We study model-free policy learning for discrete-time mean-field control (MFC) problems with finite state space and compact action space. In contrast to the extensive literature on value-based methods for MFC, policy-based approaches remain largely unexplored due to the intrinsic dependence of transition kernels and rewards on the evolving population state distribution, which prevents the direct use of likelihood-ratio estimators of policy gradients from classical single-agent reinforcement learning. We introduce a novel perturbation scheme on the state-distribution flow and prove that the gradient of the resulting perturbed value function converges to the true policy gradient as the perturbation magnitude vanishes. This construction yields a fully model-free estimator based solely on simulated trajectories and an auxiliary estimate of the sensitivity of the state distribution. Building on this framework, we develop MF-REINFORCE, a model-free policy gradient algorithm for MFC, and establish explicit quantitative bounds on its bias and mean-squared error. Numerical experiments on representative mean-field control tasks demonstrate the effectiveness of the proposed approach.

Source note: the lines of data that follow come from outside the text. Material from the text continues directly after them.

PR #6909, opened 2024-07-11
feat(parser): add amber language

Mte90:
The Amber language is quite new and we are working on that.

We have an experimental tree-sitter integration, so in the meantime we have this way to test it in neovim using my fork with that change.

https://github.com/amber-lang/tree-sitter-amber
https://docs.amber-lang.com

### DIFF
--- a/lua/nvim-treesitter/parsers.lua
+++ b/lua/nvim-treesitter/parsers.lua
@@ -32,6 +32,7 @@ for ft, lang in pairs {
   py = "python",
   erl = "erlang",
   typ = "typst",
+  ab = "amber",
 } do
   ts.language.register(lang, ft)
 end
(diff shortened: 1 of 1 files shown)


clason:
Also, no queries is a deal-breaker -- these are the main things this repo provides!

Mte90:
Yeah I was thinking the same that is experimental, I left as draft for that reason :-)

lua/nvim-treesitter/parsers.lua
```diff
@@ -78,6 +79,16 @@ list.agda = {
   maintainers = { "@Decodetalkers" },
 }
 
+list.amber = {
+  install_info = {
+    url = "https://github.com/amber-lang/tree-sitter-amber",
+    files = { "src/parser.c" },
+    generate_requires_npm = true,
```
clason, line 86: For the record, that's not needed as far as I can tell.

lua/nvim-treesitter/parsers.lua
```diff
@@ -32,6 +32,7 @@ for ft, lang in pairs {
   py = "python",
   erl = "erlang",
   typ = "typst",
+  ab = "amber",
```
clason, line 35: Duplicate.

clason (commented):
You might want to look at https://github.com/tree-sitter-grammars/template if you haven't already.

clason:
>  I left as draft for that reason :-)

Yeah, but it's not even ready for that yet. Just take your time and open a new pull request when the grammar is stable and you have a set of queries.

(You don't need this repo for testing; just `tree-sitter generate` and `tree-sitter build -o amber.so`, then put the `.so` in a `parser` directory anywhere on your runtimepath -- same for the queries.)

PR #6929, opened 2024-07-16
fix(facility): Add highlight for event keyword

bryankenote:


clason:
Please run the formatter `./scripts/format-queries.lua queries/facility` (or fix the indentation manually).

翻译：本文研究了具有有限状态空间和紧致动作空间的离散时间平均场控制问题的无模型策略学习方法。与平均场控制领域大量基于价值函数的研究文献相比，基于策略的方法在很大程度上尚未得到探索，这主要是因为转移核与奖励函数对演化群体状态分布的内在依赖性，阻碍了经典单智能体强化学习中似然比策略梯度估计量的直接应用。我们提出了一种针对状态分布流的新型扰动方案，并证明当扰动幅度趋近于零时，所得扰动价值函数的梯度收敛于真实策略梯度。该构造产生了一个完全无模型的估计量，其仅基于模拟轨迹和状态分布敏感度的辅助估计。基于此框架，我们开发了MF-REINFORCE——一种适用于平均场控制的无模型策略梯度算法，并建立了其偏差与均方误差的显式定量界。在代表性平均场控制任务上的数值实验验证了所提方法的有效性。